Exercise |
Look through the entries and report how many lines include the word "bcardiff". Give the number alone.

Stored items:

>>>

PR #7818, opened 2019-05-23
Compiler: fix new/initialize lookup regarding modules

### LINKED ISSUE #7007: Including JSON::Serializable or YAML::Serializable lets you invoke a default constructor
https://play.crystal-lang.org/#/r/5dii

```Crystal
require "json"

class Foo
  include JSON::Serializable

  property name : String
end

pp Foo.new
```

```

Invalid memory access (signal 11) at address 0x4
[0x55679ffc5476] *CallStack::print_backtrace:Int32 +118
[0x55679ffb9b0d] __crystal_sigfault_handler +61
[0x7f56342143c0] ???
[0x55679ffc9e60] *String#chomp:String +352
[0x55679ffcb6f3] *String#pretty_print<PrettyPrint>:Nil +275
[0x5567a000496b] *Foo +1419
[0x5567a0004c95] *PrettyPrint::format<Foo, IO::FileDescriptor, Int32, String, Int32>:IO::FileDescriptor +117
[0x5567a0004c13] *PrettyPrint::format<Foo, IO::FileDescriptor, Int32>:IO::FileDescriptor +67
[0x55679ffb9b60] *pp<Foo>:Foo +32
[0x55679ffacaab] __crystal_main +1515
[0x5567a000b016] *Crystal::main_user_code<Int32, Pointer(Pointer(UInt8))>:Nil +6
[0x5567a000af79] *Crystal::main<Int32, Pointer(Pointer(UInt8))>:Int32 +41
[0x55679ffb7a66] main +6
[0x7f5633de1223] __libc_start_main +243
[0x55679ffac3ee] _start +46
[0x0] ???
```

asterite:
Fixes #7007

It turned out the issue was that even this compiled:

```crystal
module Base
  def initialize(x)
  end
end

class Foo
  include Base
end

Foo.new # Works, finds then one in Reference, but shouldn't!
```

The problem was that `new`/`initialize` lookup looked past modules that defined an `initialize` method and this was wrong.

### DIFF
--- a/spec/compiler/semantic/module_spec.cr
+++ b/spec/compiler/semantic/module_spec.cr
@@ -1352,4 +1352,20 @@ describe "Semantic: module" do
       Gen(Int32).foo
       )) { int32.metaclass }
   end
+
+  it "doesn't look up initialize past module that defines initialize (#7007)" do
+    assert_error %(
+      module Moo
+        def initialize(x)
+        end
+      end
+
+      class Foo
+        include Moo
+      end
+
+      Foo.new
+      ),
+      "wrong number of arguments"
+  end
 end
--- a/src/compiler/crystal/semantic/call_error.cr
+++ b/src/compiler/crystal/semantic/call_error.cr
@@ -61,10 +61,10 @@ class Crystal::Call
       end
     end
 
-    # Another special case: initialize is only looked up one level,
+    # Another special case: `new` and `initialize` are only looked up one level,
     # so we must find the first one defined.
     new_owner = owner
-    while defs.empty? && def_name == "initialize"
+    while defs.empty? && (def_name == "initialize" || def_name == "new")
       new_owner = new_owner.superclass
       if new_owner
         defs = new_owner.lookup_defs(def_name)
--- a/src/compiler/crystal/semantic/method_lookup.cr
+++ b/src/compiler/crystal/semantic/method_lookup.cr
@@ -36,7 +36,7 @@ module Crystal
       # `new` must only be searched in ancestors if this type itself doesn't define
       # an `initialize` or `self.new` method. This was already computed in `new.cr`
       # and can be known by invoking `lookup_new_in_ancestors?`
-      if my_parents && !(!lookup_new_in_ancestors? && is_new)
+      if my_parents && !(is_new && !lookup_new_in_ancestors?)
         my_parents.each do |parent|
           matches = parent.lookup_matches(signature, owner, parent, matches_array)
           if matches.cover_all?
@@ -44,6 +44,11 @@ module Crystal
           else
             matches_array = matches.matches
           end
+
+          # If this is a `new` method, once a parent defines an `initialize`
+          # method and we couldn't find any matches we must not go up in the
+          # hierarchy.
+          break if is_new && parent.has_def_without_parents?(signature.name)
         end
       end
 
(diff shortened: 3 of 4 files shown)


bew:
Does that mean that this won't work intentionally?

```cr
module Base1
  def initialize(x)
  end
end

module Base2
  def initialize(x, y)
  end
end

class Foo
  include Base1
  include Base2
end

Foo.new 1
Foo.new 1, 2
```
(not sure which one would fail based on the order of parents, the one in Base1 or Base2?)

asterite:
@bew Yes, that's correct. You can't have `initialize` defined at multiple levels. This is probably a breaking change, but it simply doesn't make sense to allow `initialize` bypass a level, because then you are potentially bypassing initializing an instance variable.

asterite:
Maybe later we can refine this rule, but for now I think this is what makes most sense. I really wouldn't advice using `initialize` in a module anyway.

asterite:
Put another way, I coded the compiler to always check the first level of `initialize` to determine whether all instance variables are initialized. That an `initialize` on a later level can be called is a bug and it wasn't intentional at all.

asterite:
You can always do:

```
module Base1
  def initialize(x)
  end
end

module Base2
  def initialize(x, y)
  end
end

class Foo
  include Base1
  include Base2

  def initialize(x)
    super
  end
end

Foo.new 1
Foo.new 1, 2
```

(in fact `JSON::Serializable` does something similar, it injects a `self.new` on `inherited`)

asterite:
> User is able to declare multiple initialize across multiple modules and include them.

This is not like that. If a type defines an initialize method (any arity) then initialize in super types (parent classes or included modules) are not looked up. Think of Java or C#: constructors are never inherited. The exception in Crystal is that if a type doesn't define a constructor, parent constructors are looked up.

bcardiff:
I didn't mention inheritance, but I should have. Ok with that semantics.

I was trying to state what will happen after this PR with:

```crystal
module Base1
  def initialize(x)
  end
end

module Base2
  def initialize(x, y)
  end
end

class Foo
  include Base1
  include Base2
end
```

Foo will have both initialize or only one?

asterite:
@bcardiff Only the one from `Base2`.

Maybe we can change that... but if we do that we should formally define how we want `initialize`/`new` to work in all cases, not just in this particular case, and how to check that all non-nilable instance vars are initialized for all including classes.

bcardiff:
Ok, the last context for now then. I see how this can be understood as consistent with not inheriting initializer from the parent from some point of view.

Let's merge this as is for now.

It's not 100% neat that `super` is used to point to some initializers of a module. But is ok for now I think.

Blacksmoke16:
@asterite @bcardiff I'm assuming it's known that this code would no longer work come next release?  Seems undesired IMO.

```crystal
require "json"

abstract class Parent
  @name : String

  def initialize(@name : String); end
end

class Child < Parent
  include JSON::Serializable
end

Child.new "Fred"
```
```
Error in test.cr:39: no overload matches 'Child.new' with type String
Overloads are:
 - Child.new(pull : ::JSON::PullParser)

Child.new "Fred"
```

asterite:
Yes, constructors are not (and shouldn't) be inherited.

That said, I always wanted JSON serialization to be decoupled from constructors, but nobody else liked that idea, so...

Blacksmoke16:
@asterite Why shouldn't constructors be inherited from abstract parent classes/structs?  Like currently, anything that has constructors shared in a parent abstract class/struct that includes a serializable modules, just doesn't work.

asterite:
Because a parent constructor has no guarantee of initializing instance variables of a subclass.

<<<

Task answer |
4